WORK TO COMPLETE
Copy each line containing "context" from the listing below.

Content starts

PR #440, opened 2020-01-20
Fix specs

merc1er:
What was updated:

- Restored bootstrap list styles
- Added `out of date` flags to some specs
- Display 2019 specs
- Removed specs submenu

### DIFF
--- a/_i18n/en.yml
+++ b/_i18n/en.yml
@@ -181,8 +181,7 @@ learn:
     title: "tutorials"
     description: "Step by step guides to take you from basics to professional grade apps"
 specs:
-  title: "Bitcoin Cash Developer Portal"
-  description: "The following is a topical list of Bitcoin Cash Development Workgroups. Each group should be focused around a specific subject. They may exist for a limited time, or be of ongoing interest."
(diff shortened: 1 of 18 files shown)


Mengerian (approved):
Thanks @merc1er This is a big improvement from before, I noticed a few problems still though.

I did notice some things that can still be improved further:
 - [ ] The bulleted lists aren't indented (in fact they seem to stick left into the margin), is it possible to make them indented, and sub-bullets indented even more?
 - [ ] I'm not sure what you mean about the specs submenu, but the menu at the top is still screwed up (eg, clicking on "Start Here" leads to a non-existent page).
 - [ ] The relative links don't work, for example, look at /spec/2019-11-15-upgrade.html and the links to the other parts of the spec. It turns the links into links to .md files that don't exists (eg. /spec/2019-11-15-schnorrmultisig.md)
 - [ ] For the menu with the May 2019 specs, could you just change the order so that the "Network Upgrade Specification" is first? this is the overall spec, so it should always be first first.

merc1er:
I will merge this for now and submit a new PR with the changes above.

PR #447, opened 2020-02-20
Add reminder banner for May 2020 Upgrade

Mengerian:


Mengerian:
> Code looks good to me.
> Do we want to wait a little to have more compatible nodes listed? Not sure how soon (or late) other nodes will be ready.

It doesn't seem like there will be any compatible nodes anytime soon, so I'd be inclined to merge it now, and add more info as it becomes available.

I will also need to add in the Testnet and Specification info. I'm working on those, so they should hopefully be ready sooner than later.

_includes/home/header.html
```diff
@@ -1,3 +1,45 @@
...
+          </a>
+<!-- 
+          <h4>{% t 'networkupgrade.additional' %}:</h4>
+          <a href="https://github.com/bitcoincashorg/bitcoincash.org/blob/master/spec/2019-11-15-upgrade.md" title="Upgrade Specification" target="_blank">
+              <ion-icon name="link"></ion-icon> {% t 'networkupgrade.specification' %}
+          </a>
+          <a href="https://github.com/bitcoincashorg/bitcoincash.org/blob/master/workgroups/wg-testing/2019-11-15_upgrade_testnet.md" title="Testnet Information" target="_blank">
+           <ion-icon name="link"></ion-icon> {% t 'networkupgrade.testnet' %}
+          </a>
+-->
```
jasonbcox: It's best to remove this blob of commented code and open a PR for it when it's ready.

_includes/home/header.html
```diff
@@ -1,3 +1,45 @@
...
+        </div>
+      </div>
+    </div>
+  </div>
+  </div>
```
jasonbcox: Fix indentation

BigBlockIfTrue:
There needs to be some specific warning that Bitcoin ABC 0.21 in default configuration enforces an additional consensus rule that is not part of the Bitcoin Cash protocol and hence may fork itself off the Bitcoin Cash chain.

merc1er:
Agreed with @BigBlockIfTrue. 

@Mengerian I meant wait for an alternative node so that people can make up their own mind before upgrading their software.

BitcoinCash.org should remain neutral shouldn’t it?

ftrader:
> hence may fork itself off the Bitcoin Cash chain.

I agree with @BigBlockIfTrue that this risk is real, and there should be a warning about it.

merc1er:
@Mengerian @jasonbcox

PR #444, opened 2020-02-15
[spec] Add specification for May 2020 Upgrade

Mengerian:

PR #450, opened 2020-02-28
Add BCHNode to list of upgrade-compatible nodes

BigBlockIfTrue:


sickpig:
@Mengerian what about showing the same urge it has been used in merging #444 to sneak in IFP in the May 2020 specification well after Feb 15th feature freeze?

Mind you that Feb 15th deadline is for code, spec should be finalize in time for devs to implement the features in their code base, eg well before feature freeze deadline.

Mengerian:
Given that BCHN was created with the express purpose of being incompatible with the IFP, which was included in the Bitcoin ABC upgrade release, it seems a bit strange to add it to the list of "compatible nodes".

But regardless of that, there are a couple reasons to reject this.

Firstly, it's a very new project. Typically we wait for a few months until adding new node projects. A good example is BCHD, which I actually asked @cpacia about adding early on, and he suggested I wait a while since it was such a new project at the time. So just for that reason, it would be better to wait a while to see how the project pans out before adding it to the site.

Secondly, this is a risk for people to use for mining. Again BCHD is a good counter-example. The BCHD project clearly discourages use of their node for mining, since there is a risk it could produce invalid blocks. BCHN, on the other hand, has been promoting it's node as a "drop in replacement" for ABC, with no mention (that I'm aware of) of the risks of mining with it. If IFP were to activate, then mining with BCHN is risky for the miner, as it will produce blocks orphaned by Bitcoin ABC which comprises the majority of the network. If there were clear messaging that the node is not to be used for mining, then it would be more justifiable. (Although the newness of the project would still be an issue).

sickpig:
> Given that BCHN was created with the express purpose of being incompatible with the IFP, which was included in the Bitcoin ABC upgrade release, it seems a bit strange to add it to the list of "compatible nodes".

you meant compatible with "Bitcoin Cash" right? I'm sure that the use of "Bitcoin ABC" has to be some case of Freudian slip.

> Firstly, it's a very new project. 
> Secondly, this is a risk for people to use for mining.

BCHN = ABC 0.21.0 - IFP 

Are you implying that ABC 0.21 is risky for mining?

Frankly I found your motivations just excuses for not listing BCHN on bitcoincash.org, of course it's in your power to do so since you have been "nominated" as the gatekeeper for its content by the owner of the domain. 

But I rather like you stating your decisions w/o pretending to be the result of a rational / democratic process.

Mengerian:
> BCHN = ABC 0.21.0 - IFP
> 
> Are you implying that ABC 0.21 is risky for mining?

Yeah, mining on ABC with -enableminerfund=0 would be similarly risky.
 
> But I rather like you stating your decisions w/o pretending to be the result of a rational / democratic process.

Well I don't think these decisions should be democratic, but I hope they are rational.

sickpig:
> > BCHN = ABC 0.21.0 - IFP
> > Are you implying that ABC 0.21 is risky for mining?
> 
> Yeah, mining on ABC with -enableminerfund=0 would be similarly risky.

Independently of your reasoning behind your decision to deem it risky, I guess that the rational thing to do is for all miners, exchanges and users in general to stop using ABC since it is the entity that introduced the risk into the system.

> > But I rather like you stating your decisions w/o pretending to be the result of a rational / democratic process.
> 
> Well I don't think these decisions should be democratic, but I hope they are rational.

FWIW neither of those adjectives applies to the process.

The fact alone that you are saying that the process shouldn't be democratic is pretty telling and I wonder what is the reason of going through public review for PRs that modify specifications. Why not just publish the spec after a round of private reviews and call it a day? 

While at it what's the reason to justify the publishing the specification in the first place?

After all you think, [as you stated in commenting](https://github.com/bitcoincashorg/bitcoincash.org/pull/453#pullrequestreview-369878336) #453, that spec is "to inform people about what is actually implemented in the code" and ABC "is used by almost all miners". Does people really need to know how ABC behave consensus wise since everyone run ABC?

PR #575, opened 2020-09-02
Wallets page

johnkuney:
Adding wallets page. Had to tweak some of the components to improve styling, and all of the images for the different wallets are being pulled from the static file in the root to avoid having to import each image in the page


v2/src/pages/wallets.js
```diff
@@ -0,0 +1,347 @@
...
+        </fbt>
+      ),
+    },
+  ]
+
+  const wallets = [
+    {
+      link: "https://wallet.bitcoin.com",
+      alt: "Bitcoin.com Wallet",
+      img: "/images/wallets/bitcoindotcom.png",
```
deadalnix, line 116: Given the choice, it is better to use import rather than static assets, so that webpack can do its magic.

v2/src/pages/wallets.js
```diff
@@ -0,0 +1,347 @@
...
+          Hardware{" "}
+          <fbt desc="the word 'Wallets' on the wallets page titles">
+            Wallets
+          </fbt>
+        </h2>
+        <Tiles tiles={hardwareWallets} md={4} />
+      </Container>
+      <Container>
+        <h2 className="centerh2">
+          Paper{" "}
```
deadalnix, line 336: Desktop/Hardware &al need to be translated - and in fact, re on the original website, so if you do it the same way, they should translate automatically here once transifex figure it out.

It is usually not possible to translate one word at once, because language do not have 1:1 mapping between words.

deadalnix (changes requested):

v2/src/pages/wallets.js
johnkuney: Yeah I guess so. Got them imported

v2/src/pages/wallets.js
johnkuney: Okay for sure. Yeah its weird I did it like that because thats how it is on legacy site in that particular area. They only have a translation string for the word 'wallet' and then the adjectives are just left in english. But then I just saw above it in the side bar the whole term is translated. Anyway fixed it here and it should pick up the translation from legacy site

v2/src/pages/wallets.js
```diff
@@ -0,0 +1,362 @@
...
+import Strongcoin from "assets/images/wallets/strongcoin.png"
+import Ifwallet from "assets/images/wallets/ifwallet.png"
+import Gemini from "assets/images/wallets/gemini.png"
+import Exodus from "assets/images/wallets/exodus.png"
+import Badger from "assets/images/wallets/badger.jpg"
+import Ledger from "assets/images/wallets/ledger.png"
+import Trezor from "assets/images/wallets/trezor.png"
+import Coldlar from "assets/images/wallets/coldlar.png"
+import Cashaddress from "assets/images/wallets/cashaddress.png"
+import Bitcoincashnotes from "assets/images/wallets/bitcoincashnotes.png"
```
deadalnix, line 32: So, this is clearly not going to scale or be maintainable in anyway. What about this:

1. Create a 'src/partners/wallets' folder
2. create a js file for each wallet that default export the following datastructure:
```
    {
      link: ...,
      alt: ...,
      img: ...,
      android: ...,
      ios: ...,
      windows: ...,
    },
```
3. Store the images next to the js file.
4. Use gatsby-source-filesystem to enable getting the list of all the wallets.
5. In this file, use a graphql query to query the list of wallets.
6. Go over all the wallet and construct the page.

Now we can add a new file to add a wallet, or remove one.

deadalnix (changes requested):

v2/src/pages/wallets.js
johnkuney: Sorry may need some help with that idea. I follow the logic but not entirely sure how to execute....Was able to get a folder setup and add a gatsby-source-filesystem option to the config so it can be queried , but not exactly sure on the rest of the steps....

deadalnix: OK, I'm not gatsby expert, but I will give it a go.

PR #579, opened 2020-09-03
Add one file per wallet

deadalnix:
This makes it easier to add/remove/edit wallets we support.


johnkuney:
This looks great! Yeah would've taken me a bit to get to this solution. Only comment I would say is if we should put the images in partners/wallets/images instead just to clean up the directory a bit? Not a big deal either way, and I'm happy to reaarange and update the imports later in another PR if you like

v2/src/pages/wallets.js
```diff
@@ -275,11 +91,13 @@ const WalletsPage = () => {
...
-  let androidWallets = filterWalletTypes(wallets, "android")
-  let iosWallets = filterWalletTypes(wallets, "ios")
-  let desktopWallets = filterWalletTypes(wallets, "windows")
-  let hardwareWallets = filterWalletTypes(wallets, "hardware")
-  let paperWallets = filterWalletTypes(wallets, "paper")
+  const wallets = Object.values(AllWallets).map(getWallet => getWallet())
+  const featuredWallets = filterWalletTypes(wallets, "featured")
+  const androidWallets = filterWalletTypes(wallets, "android")
+  const iosWallets = filterWalletTypes(wallets, "ios")
+  const desktopWallets = filterWalletTypes(wallets, "windows")
```
johnkuney, line 98: Also here I had realized all of the desktop wallets were on all of the operating systems so just stopped at windows and applied it to each tab. Do you think we should specify each one now with linux, mac, windows or change the attribute to desktop, and I guess update if there is ever a mac only desktop wallet or something?

deadalnix: Let's fix it in another patch.

johnkuney (approved):

PR #580, opened 2020-09-03
Refactor sharable logic in gatsby-node

jasonbcox:
This is in preparation for new `createPages` logic that will generate some pages and/or redirects based on frontmatter. `createPages` can share some of the localization logic used by `onCreatePage`, so this patch refactors to make it available.

There is no change in behavior.

### DIFF
--- a/v2/gatsby-node.js
+++ b/v2/gatsby-node.js
@@ -1,5 +1,26 @@
 const locales = require("./src/i18n/locales")
 
+// Execute some function for each locale of a given page
+const forEachLocale = async (page, fn) => {
+  await Promise.all(
+    Object.entries(locales).map(async ([locale, localizationParams]) => {
+      const originalPath = page.path
+      const context = {
+        ...page.context,
+        originalPath,
+        locale,
+      }
+
+      let localizedPath = originalPath
+      if (localizationParams.slug) {
+        localizedPath = "/" + localizationParams.slug + localizedPath
+      }
+
+      await fn(page, context, localizationParams, localizedPath)
+    })
+  )
+}
+
 exports.onCreatePage = async ({
   page,
   actions: { createPage, deletePage },
@@ -8,24 +29,11 @@ exports.onCreatePage = async ({
   await deletePage(page)
 
   // Create one page for each locale
-  await Promise.all(
-    Object.entries(locales).map(async ([locale, params]) => {
-      const originalPath = page.path
-
-      let localizedPath = originalPath
-      if (params.slug) {
-        localizedPath = "/" + params.slug + localizedPath
-      }
-
-      await createPage({
-        ...page,
-        path: localizedPath,
-        context: {
-          ...page.context,
-          originalPath,
-          locale,
-        },
-      })
+  await forEachLocale(page, (page, context, localizationParams, localizedPath) => {
+    createPage({
+      ...page,
+      path: localizedPath,
+      context,
     })
-  )
+  })
 }


v2/gatsby-node.js
```diff
@@ -1,31 +1,44 @@
...
+async function createPageForAllLocales(createPage, page, createFn) {
   await Promise.all(
     Object.entries(locales).map(async ([locale, params]) => {
       const originalPath = page.path
+      const pathWithLocale = localizePath(originalPath, params)
 
-      let localizedPath = originalPath
-      if (params.slug) {
-        localizedPath = "/" + params.slug + localizedPath
+      if (createFn) {
```
deadalnix, line 18: No need to branch here.

v2/gatsby-node.js
```diff
@@ -1,31 +1,44 @@
...
+  return path
+}
 
-  // Create one page for each locale
+// createFn is an optional override of the default createPage behavior
+async function createPageForAllLocales(createPage, page, createFn) {
   await Promise.all(
     Object.entries(locales).map(async ([locale, params]) => {
       const originalPath = page.path
+      const pathWithLocale = localizePath(originalPath, params)
```
deadalnix, line 16: That would be the `loalizedPath` ?

v2/gatsby-node.js
```diff
@@ -1,31 +1,44 @@
...
-}) => {
-  // Delete the original page (since we are gonna create localized versions of it)
-  await deletePage(page)
+// Prepend the localization slug, if there is one (English does not have one)
+function localizePath(path, params) {
+  if (params.slug) {
+    path = "/" + params.slug + path
+  }
+  return path
+}
```
deadalnix, line 9: It seems doubtful that this is useful on its own. This most likely translate a design problem in what you got coming down the road.

v2/gatsby-node.js
```diff
@@ -1,31 +1,44 @@
...
 
-  // Create one page for each locale
+// createFn is an optional override of the default createPage behavior
+async function createPageForAllLocales(createPage, page, createFn) {
```
deadalnix, line 12: Use the lambda style syntax like in the rest of the codebase.

deadalnix (changes requested):
This is a good idea to start to extract the components that work on their own.

I think think you current decoupage illustrate pretty well why your previous approach was poorly structured. Especially the branching in the middle of `createPageForAllLocales` . I'm fairly confident that you only felt the need to extract `localizePath` as a workaround for this choice.

v2/gatsby-node.js
jasonbcox: I need a way to localize the v1 path override. An alternative would be to pass a localization prefix to createFn, but this makes a stronger assumption that localized paths will always be prefix-only.

deadalnix: You don't if you start from the localized path remove the trailing slash and add ".html"

v2/gatsby-node.js
deadalnix: This still does not make sense.

deadalnix (changes requested):

v2/gatsby-node.js
jasonbcox: ...localize the v1 path **override**, not the default behavior.

v2/gatsby-node.js
jasonbcox: It looks too similar to the function name `localizePath` so I renamed it to another appropriate name.
Alternative is `const localizedPath = addLocaleToPath(...)`

jasonbcox: This naming is actually strictly more correct, so let's go with that.

v2/gatsby-node.js
deadalnix: Do we actually need a v1 path override? Can we add it if/when we need it?

deadalnix: This ^

deadalnix (changes requested):

v2/gatsby-node.js
jasonbcox: We can add it when needed. The whole point of adding it up-front was to ensure low-friction for fixing routing issues that may appear in production.

deadalnix: That's also how you end up with this marvel: https://docs.spring.io/spring/docs/current/javadoc-api/org/springframework/aop/framework/AbstractSingletonProxyFactoryBean.html

You'll note that it makes things easier if things evolve in a way you expected, but also makes things worse when thing evolve in a way you did not expect.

Content ends

THE COMPLETED TASK
+      const context = {
+        ...page.context,
+      await fn(page, context, localizationParams, localizedPath)
-        context: {
-          ...page.context,
+  await forEachLocale(page, (page, context, localizationParams, localizedPath) => {
+      context,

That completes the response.